Der Wecker hatte sie um 7 Uhr aus dem Schlaf gerissen. Doch sie ließen sich noch etwas Zeit und genossen die gemeinsame Ruhe. Nach der morgendlichen Dusche hatten sie die Kinder geweckt. Auch die schienen ungewöhnlich gut gelaunt.

Die Besprechung um Acht auf der Brücke war kurz. Die Astronauten hatten in der Nacht das Radarsystem am Bug der Explorer installiert und die beschädigte Lincoln war umgesetzt worden, um den Startplatz für Ronnys Washington freizumachen.

Der Gesundheitszustand von Luigi Bientrami hatte sich leicht verbessert und der Admiral verkündete, dass Lisa zusammen mit Horrand ein Team bilden sollte, das für eine Erkundung nach Eridani-3 geschickt werden sollte. Horrand und Ivan Orlov würde die Kandidaten hierfür trainieren.

Nach dem Meeting war Lisa mit Ronny und den Kindern zusammen frühstücken. Janine stichelte ihren Bruder mit seiner geheimen Liebe Celia. Irgendwann wurde es ihm zu bunt und er verschwand mit der Ausrede, er müsse noch in die Bibliothek, um zu lernen.

Ronny machte sich auf den Weg zum Hangar. Die Orbiter-5.1 und 5.2 mussten in den Laderaum der Washington gebracht werden. Seine Aufgabe war es, die Ladung zu sichern und auf Schäden zu prüfen. Der Start war für heute Abend 17 Uhr angesetzt. Da gab es noch einiges zu tun.

Gegen 10 Uhr erreichte Lisa ihr Labor und sah sich die neuesten Berichte der Nacht an.

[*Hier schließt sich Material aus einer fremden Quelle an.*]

PR #1421, opened 2018-08-16
Remove DeriveID as much as possible

jeffallen:
In accordance with the (new) documentation on DeriveID, it should
ONLY be used inside a contract that needs to create new keys to
store additional information. All other instance ID's should come
from spawning new instances, and those should be inst.Hash().

The ida for DeriveID came from the legitimate need of eventlog
to get keys to store its time buckets. So it is still using
DeriveID.

Remove deriveId from Java, since if contracts are using
it correctly (i.e. only for their own use) then Omniledger
clients will never need to look up those keys.

### DIFF
--- a/eventlog/api.go
+++ b/eventlog/api.go
@@ -64,7 +64,7 @@ func (c *Client) Create() error {
 		return err
 	}
 
-	c.Instance = instr.DeriveID("eventlog")
+	c.Instance = omniledger.NewInstanceID(instr.Hash())
 	return nil
 }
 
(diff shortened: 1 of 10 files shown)


jeffallen:
This is apparently failing due to a flaky test: "db not open" in the coin simulation.

kc1212:
Maybe [this change](https://github.com/dedis/cothority/pull/1412/files) made the tests more flaky. I removed the final `Sleep` because we're not doing the `updateCollection` propagation anymore and didn't notice any failures in my testing. But maybe there are other things that are taking a long time to close when running with `-race`. You can try to add the final `Sleep` back in and see if that makes the flaky tests go away.

ineiti:
`db not open` sometimes also just means that the test did not abort properly and that one of the nodes is still trying to access the database.

PR #1422, opened 2018-08-17
Updating Omniledger to behave

ineiti:
There were a couple of things astray in Omniledger land:
- verification of signatures on instructions were done _after_ the contract has been run
  -> verification of signatures is done in contracts, so they can do whatever seems fit
- instructions sent to an instance didn't call that instance if it was a 'spawn' instruction
  -> all instructions call now the instance in the 'InstanceID' field
  -> fixed tests that sent instructions to non-existent instances
- followers didn't verify the signatures of instructions
  -> verification is done in contracts, so this is taken care of
- updated java and added `deriveID` again

### DIFF
--- a/external/java/src/main/java/ch/epfl/dedis/lib/omniledger/Instruction.java
+++ b/external/java/src/main/java/ch/epfl/dedis/lib/omniledger/Instruction.java
@@ -28,10 +28,11 @@ public class Instruction {
 
     /**
      * Use this constructor if it is a spawn instruction, i.e. you want to create a new object.
-     * @param nonce The nonce of the object.
-     * @param index The index of the instruction in the atomic set.
+     *
+     * @param nonce  The nonce of the object.
+     * @param index  The index of the instruction in the atomic set.
      * @param length The length of the atomic set.
-     * @param spawn The spawn object, which contains the value and the argument.
+     * @param spawn  The spawn object, which contains the value and the argument.
      */
     public Instruction(InstanceId instId, byte[] nonce, int index, int length, Spawn spawn) {
         this.instId = instId;
@@ -43,9 +44,10 @@ public class Instruction {
 
     /**
      * Use this constructor if it is an invoke instruction, i.e. you want to mutate an object.
+     *
      * @param instId The ID of the object, which must be unique.
-     * @param nonce The nonce of the object.
-     * @param index The index of the instruction in the atomic set.
+     * @param nonce  The nonce of the object.
+     * @param index  The index of the instruction in the atomic set.
      * @param length The length of the atomic set.
      * @param invoke The invoke object.
      */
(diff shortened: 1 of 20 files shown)


omniledger/service/service.go
```diff
@@ -768,10 +675,9 @@ func (s *Service) createStateChanges(coll *collection.Collection, scID skipchain
 	// ignore the error and compute the state changes.
 	merkleRoot, ctsOK, ctsBad, states, err = s.stateChangeCache.get(scID, cts.Hash())
 	if err == nil {
-		log.Lvl4(s.ServerIdentity(), "state changes from cache: HIT")
+		log.Lvl3(s.ServerIdentity(), "loaded state changes from cache")
 		return
 	}
-	log.Lvl4(s.ServerIdentity(), "state changes from cache: MISS")
```
kc1212: I think it's useful to keep these when debugging cache problems.

omniledger/service/service_test.go
```diff
@@ -464,57 +464,64 @@ func TestService_StateChange(t *testing.T) {
 			return nil, nil, err
 		}
 
+		zeroBuf := make([]byte, 8)
+		switch {
 		// create the object if it doesn't exist
-		if !rec.Match() {
-			if inst.Spawn == nil {
-				return nil, nil, errors.New("expected spawn")
+		case inst.Spawn != nil:
```
jeffallen: Why not convert this one to switch `inst.GetType()` as well?

omniledger/service/transaction.go
```diff
@@ -143,6 +136,11 @@ func (instr Instruction) GetContractState(coll CollectionView) (contractID strin
 	var cv []interface{}
 	cv, err = record.Values()
 	if err != nil {
+		if bytes.Compare(ConfigInstanceID[:], instr.InstanceID[:]) == 0 {
```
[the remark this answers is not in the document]
ineiti: I actually thought: "why doesn't jeff like `.Equal`?" when writing this. +1

jeffallen:
This might be failing for the same reason as #1421 , and the latest fix I made there worked. So once it is checked in, this might get fixed.

external/java/src/main/java/ch/epfl/dedis/lib/omniledger/Instruction.java
```diff
@@ -195,16 +203,43 @@ public void signBy(DarcId darcId, List<Signer> signers) throws CothorityCryptoEx
         }
     }
 
+    /**
+     * This function derives an instance ID from the instruction with the given string. The derived instance ID if
```
kc1212: `s/if/is`, or just say "is the key of this transaction"

omniledger/service/service_test.go
```diff
@@ -80,15 +80,18 @@ func TestService_AddTransaction_WithFailure(t *testing.T) {
 }
 
 func TestService_AddTransaction_WithFailure_OnFollower(t *testing.T) {
+	// for {
+	// 	log.Print("Starting test")
 	testAddTransaction(t, 1, true)
+	// }
```
kc1212: remove these?

PR #1424, opened 2018-08-19
Generalise the view-change test

kc1212:
This is to prepare for the upcoming work on improving viewchange to work
in more failures scenarios.

### DIFF
--- a/omniledger/service/service_test.go
+++ b/omniledger/service/service_test.go
@@ -756,63 +756,73 @@ func TestService_SetBadConfig(t *testing.T) {
 	}
 }
 
-// TestService_RotateLeader is an end-to-end test for view-change. We kill the
-// current leader, at index 0. Then the node at index 1 becomes the new leader.
-// Then, we try to send a transaction to a follower, at index 2. The new leader
-// should poll for new transactions and eventually make a new block containing
-// that transaction. The new transaction should be stored on all followers.
-func TestService_RotateLeader(t *testing.T) {
+// TestService_ViewChange is an end-to-end test for view-change. We kill the
+// first nFailures nodes, where the nodes at index 0 is the current leader. The
+// node at index nFailures should become the new leader. Then, we try to send a
+// transaction to a follower, at index nFailures+1. The new leader (at index
+// nFailures) should poll for new transactions and eventually make a new block
+// containing that transaction. The new transaction should be stored on all
+// followers. Finally, we bring the failed nodes back up and they should
+// contain the transactions that they missed (TODO this does not work yet
+// because the config contract fails).
+func TestService_ViewChange(t *testing.T) {
+	testViewChange(t, 4, 1)
+}
+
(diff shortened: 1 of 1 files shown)


omniledger/service/service_test.go
```diff
@@ -756,63 +756,77 @@ func TestService_SetBadConfig(t *testing.T) {
...
-func TestService_RotateLeader(t *testing.T) {
+// TestService_ViewChange is an end-to-end test for view-change. We kill the
+// first nFailures nodes, where the nodes at index 0 is the current leader. The
+// node at index nFailures should become the new leader. Then, we try to send a
+// transaction to a follower, at index nFailures+1. The new leader (at index
+// nFailures) should poll for new transactions and eventually make a new block
+// containing that transaction. The new transaction should be stored on all
+// followers. Finally, we bring the failed nodes back up and they should
+// contain the transactions that they missed (TODO this does not work yet
+// because we the config contract fails).
```
jeffallen: s/we//

omniledger/service/service_test.go
```diff
@@ -756,63 +756,77 @@ func TestService_SetBadConfig(t *testing.T) {
...
 	defer s.local.CloseAll()
 
 	for _, service := range s.services {
 		service.SetPropagationTimeout(interval / 2)
 	}
 
-	// Stop the leader, then the next node should take over.
-	s.service().TestClose()
-	s.hosts[0].Pause()
+	// The first nFailures hosts then the next node at index nFailures
```
jeffallen: // Stop the first nFailures hosts.

omniledger/service/service_test.go
```diff
@@ -756,63 +756,77 @@ func TestService_SetBadConfig(t *testing.T) {
...
+	// should take over.
+	for i := 0; i < nFailures; i++ {
+		s.services[i].TestClose()
+		s.hosts[i].Pause()
+	}
 
 	// wait for the new block
```
jeffallen: // Wait for proof that the new expected leader, s.services[nFailures], has taken over.

kc1212:
Thanks, fixed.

omniledger/service/service_test.go
```diff
@@ -756,63 +756,77 @@ func TestService_SetBadConfig(t *testing.T) {
...
+	// should take over.
+	for i := 0; i < nFailures; i++ {
+		s.services[i].TestClose()
+		s.hosts[i].Pause()
+	}
 
-	// wait for the new block
+	// Wait for proof that the new expected leader, s.services[nFailures], has taken over.
 	var ok bool
 	for i := 0; i < 5; i++ {
```
ineiti: Shouldn't this just

```
time.Sleep(2 * nFailures * s.interval)
```

and then verify right away if the new leader is active?

Looping here seems too fuzzy to me.

kc1212: nice catch! and you're right, we don't need looping.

Professor Dillmann war ebenfalls da. Er saß vor einem Monitor und schaute sich die Aufzeichnungen vom Rover an, den sie gestern verloren hatten. Eine Aussage wollte er aber erst machen, wenn er mit allen Daten durch war.

Bis zum Test des neuen Radarsystems hatte Lisa noch etwas Zeit. Deshalb ging sie in ihr Büro und schrieb die Rundmail, in der sie nach Freiwilligen für die E3 Mission suchte.

Es dauerte keine fünf Minuten, bis die erste Rückmeldung einging. Die Adresse des Absenders ließ Lisa aufstöhnen. Es war ja klar, dass Adriana sich auf diese Mail melden würde! Für sowas hatte Lisa gerade keinen Nerv. Da traf es sich gut, dass nun die Arbeiten am neuen Radar anstanden.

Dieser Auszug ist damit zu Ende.